Work required | Below are some records. Return exactly the lines from the one containing "PR #8019, opened 2025-04-22" through the one containing "rbren, line 80: we", both included, and only those.

Materials provided |
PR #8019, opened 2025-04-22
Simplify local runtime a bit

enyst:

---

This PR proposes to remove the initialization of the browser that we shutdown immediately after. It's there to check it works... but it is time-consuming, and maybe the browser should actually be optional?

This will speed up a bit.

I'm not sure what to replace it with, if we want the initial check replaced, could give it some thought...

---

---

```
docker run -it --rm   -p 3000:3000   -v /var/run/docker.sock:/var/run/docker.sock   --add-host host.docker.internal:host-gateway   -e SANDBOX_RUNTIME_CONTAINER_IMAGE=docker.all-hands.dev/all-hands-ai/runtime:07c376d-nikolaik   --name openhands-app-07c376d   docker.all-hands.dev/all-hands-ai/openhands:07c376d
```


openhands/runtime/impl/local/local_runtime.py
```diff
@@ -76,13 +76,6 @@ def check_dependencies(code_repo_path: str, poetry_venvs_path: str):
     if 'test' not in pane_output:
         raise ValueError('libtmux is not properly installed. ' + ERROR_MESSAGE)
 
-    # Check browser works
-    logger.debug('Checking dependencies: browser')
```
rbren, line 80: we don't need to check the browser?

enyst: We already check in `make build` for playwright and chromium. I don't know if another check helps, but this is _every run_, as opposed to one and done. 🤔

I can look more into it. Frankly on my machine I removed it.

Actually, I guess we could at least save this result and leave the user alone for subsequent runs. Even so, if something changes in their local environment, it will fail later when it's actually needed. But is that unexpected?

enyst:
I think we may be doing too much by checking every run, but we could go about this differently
--
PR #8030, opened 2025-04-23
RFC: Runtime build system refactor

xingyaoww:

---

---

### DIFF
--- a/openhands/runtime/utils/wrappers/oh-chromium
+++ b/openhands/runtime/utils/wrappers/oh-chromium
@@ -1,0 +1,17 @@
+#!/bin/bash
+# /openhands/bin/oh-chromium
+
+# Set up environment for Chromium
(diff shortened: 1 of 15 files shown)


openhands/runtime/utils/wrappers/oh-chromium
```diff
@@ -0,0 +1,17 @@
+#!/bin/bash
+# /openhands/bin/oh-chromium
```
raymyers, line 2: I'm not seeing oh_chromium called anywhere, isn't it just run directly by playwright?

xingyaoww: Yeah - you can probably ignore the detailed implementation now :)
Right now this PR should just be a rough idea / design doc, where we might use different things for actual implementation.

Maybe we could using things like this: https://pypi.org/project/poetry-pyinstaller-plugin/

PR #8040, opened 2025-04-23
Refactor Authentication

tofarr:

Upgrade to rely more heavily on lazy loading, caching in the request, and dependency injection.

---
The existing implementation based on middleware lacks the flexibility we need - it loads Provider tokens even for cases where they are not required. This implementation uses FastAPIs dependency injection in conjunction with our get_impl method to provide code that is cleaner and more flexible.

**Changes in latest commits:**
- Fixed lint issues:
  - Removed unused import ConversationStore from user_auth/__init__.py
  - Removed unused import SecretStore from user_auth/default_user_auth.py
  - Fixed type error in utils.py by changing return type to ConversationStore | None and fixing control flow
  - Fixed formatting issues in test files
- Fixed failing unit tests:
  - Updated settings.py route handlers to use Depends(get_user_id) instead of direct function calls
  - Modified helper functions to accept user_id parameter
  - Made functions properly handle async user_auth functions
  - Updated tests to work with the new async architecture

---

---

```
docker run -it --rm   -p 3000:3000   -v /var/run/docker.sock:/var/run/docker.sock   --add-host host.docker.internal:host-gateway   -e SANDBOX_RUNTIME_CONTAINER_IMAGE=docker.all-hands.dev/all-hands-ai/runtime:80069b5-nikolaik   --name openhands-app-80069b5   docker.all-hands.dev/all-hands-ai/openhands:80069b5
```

Response |
PR #8019, opened 2025-04-22
Simplify local runtime a bit

enyst:

---

This PR proposes to remove the initialization of the browser that we shutdown immediately after. It's there to check it works... but it is time-consuming, and maybe the browser should actually be optional?

This will speed up a bit.

I'm not sure what to replace it with, if we want the initial check replaced, could give it some thought...

---

---

```
docker run -it --rm   -p 3000:3000   -v /var/run/docker.sock:/var/run/docker.sock   --add-host host.docker.internal:host-gateway   -e SANDBOX_RUNTIME_CONTAINER_IMAGE=docker.all-hands.dev/all-hands-ai/runtime:07c376d-nikolaik   --name openhands-app-07c376d   docker.all-hands.dev/all-hands-ai/openhands:07c376d
```


openhands/runtime/impl/local/local_runtime.py
```diff
@@ -76,13 +76,6 @@ def check_dependencies(code_repo_path: str, poetry_venvs_path: str):
     if 'test' not in pane_output:
         raise ValueError('libtmux is not properly installed. ' + ERROR_MESSAGE)
 
-    # Check browser works
-    logger.debug('Checking dependencies: browser')
```
rbren, line 80: we don't need to check the browser?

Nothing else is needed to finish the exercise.